Microsoft says Office rentals 'breach' its licence terms
- 11 February, 2008 14:54
Fasthosts' new 'software-as-a-service' package offering Microsoft Office for £5 (US$10) per month has been thrown into doubt, after the software giant claimed the service infringes its licensing regulations.
The deal, launched last week, allows consumers and businesses to rent Microsoft Office for a small monthly fee, rather than paying a one-off lump sum to buy the suite. Two packages are available: an Office Standard edition, which includes the 2007 versions of Excel, Word, Outlook and PowerPoint, and an Office Business Edition, which features the same four core apps together with Publisher, Access and InfoPath.
Once registered, users must download the entire suite of products and ensure their PC is connected to the internet to receive updates such as security fixes. Initially, subscribers won't be able to use the Office apps unless their PC or laptop is connected to the web, but Fasthosts plans to enable the apps to be used offline by the end of February.
But Microsoft claims this breaks its Office licensing terms, and the company said it's currently in discussions with Fasthosts to rectify the problem.
The web-hosting firm has so far denied Microsoft's claims, and the deal is still promoted heavily on its site.
"Fasthosts went live with this service in the knowledge that such an offering would be compatible with the Service Provider License Agreement (SPLA) after it was confirmed, via its streaming partners, that approval had been made by Microsoft for such services to be streamed under the SPLA," Fasthosts said in a statement.

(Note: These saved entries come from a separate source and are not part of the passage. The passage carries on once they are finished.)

PR #1303, opened 2023-12-18
Add information about how to provide feedback

armchairlinguist:
In many cases, we provide hints for how to give feedback to Assistant, but it's useful to have it documented also, especially for the cases where we don't give hints (primarily the Assistant-thinks-it's-a-true-positive case).

### Please ensure

### DIFF
--- a/docs/semgrep-code/semgrep-assistant-code.md
+++ b/docs/semgrep-code/semgrep-assistant-code.md
@@ -204,9 +204,9 @@ A low confidence level is recommended as even incorrect suggestions may be usefu
 
 ### Providing feedback to Semgrep Assistant
 
-If Semgrep Assistant suggests that a finding is a false positive, you will be prompted to leave feedback. Your feedback helps Semgrep refine the assistant feature and is very much appreciated.
+If Semgrep Assistant suggests that a finding is a false positive, you will be prompted to leave feedback. Your feedback helps Semgrep refine the Assistant feature and is very much appreciated.
 
-* In Slack notifications, **Agree** and **Disagree** buttons appear under the Assistant recommendation message, as shown in "Semgrep Assistant in a Slack notification".
+* In Slack notifications, **Agree** and **Disagree** buttons appear under the Assistant recommendation message, as shown in [Semgrep Assistant in a Slack notification](/img/semgrep-assistant-slack.png).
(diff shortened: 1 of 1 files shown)


docs/semgrep-code/semgrep-assistant-code.md
```diff
@@ -202,4 +202,15 @@ A low confidence level is recommended as even incorrect suggestions may be usefu
...
 *Figure*. Semgrep Assistant generating a potential fix.
 
+### Providing feedback to Semgrep Assistant
+
+If Semgrep Assistant suggests that a finding is a false positive, you will be prompted to leave feedback. 
+
+* In Slack notifications, **Agree** and **Disagree** buttons appear under the Assistant recommendation message, as shown in "Semgrep Assistant in a Slack notification".
+* In the Semgrep Cloud Platform UI, the Assistant recommendation appears under **Activity** for a finding, along with the buttons **Agree and ignore** or **Disagree**.
+
+You can also leave feedback on any Assistant comment in GitHub pull requests with `/semgrep assistant agree|disagree`.
```
Sly1029, line 212: Not every Assistant comment can take feedback. One example would be autofix comments do not take feedback

khorne3 (approved):
Thank you!

armchairlinguist:
@khorne3 Thanks for taking a look. When I checked after the changes, the punctuation on the list items looks inconsistent to me. I usually try to make sure that either all elements are complete sentences with periods, or none of them are. Do you have a thought on the best approach for these specific items, considering you added the screenshot in and that entails a colon?

Maybe you could also weigh in on the [thread](https://semgrepinc.slack.com/archives/C02JT6YA5S7/p1702941943565869) about how to handle repeating the screenshot, since you changed how I did it :)

khorne3:
@armchairlinguist The extra punctuation was my mistake -- I think we try to omit completely, per Google's guidelines. I've since removed.

Thanks for pointing out the screenshot thing -- I had just looked at the edited section at the bottom. I thought linking to the image was a bit confusing, so I think repeating the screenshot is a better option. That said, perhaps we consider could removing it, since the text isn't confusing necessarily without it?

armchairlinguist:
OK, I think we're in a happy place for now with the list! Please don't hesitate to modify in the future for further clarity.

"Fasthosts has understood, and has had confirmed to it, that the facilitation of this approval is through the production of an addendum to the current SPLA, a decision confirmed in meetings between Microsoft European SPLA Division and a Fasthosts' software-streaming partner in January of this year.
"Fasthosts and Fasthosts' partners have therefore worked with the European and Worldwide SPLA teams in getting approval for this service prior to launch, in order to bring this innovative new offering to market."
The standard service is available from £5 per month, while the business alternative is available from £7. However, those two prices are for the 'academic' versions of the products; the standard prices are £15 and £20 respectively. Users must go through a self-certification process to verify that they are engaged in educational activities (such as school, college or night classes) or work in the education sector to benefit from the cheaper options.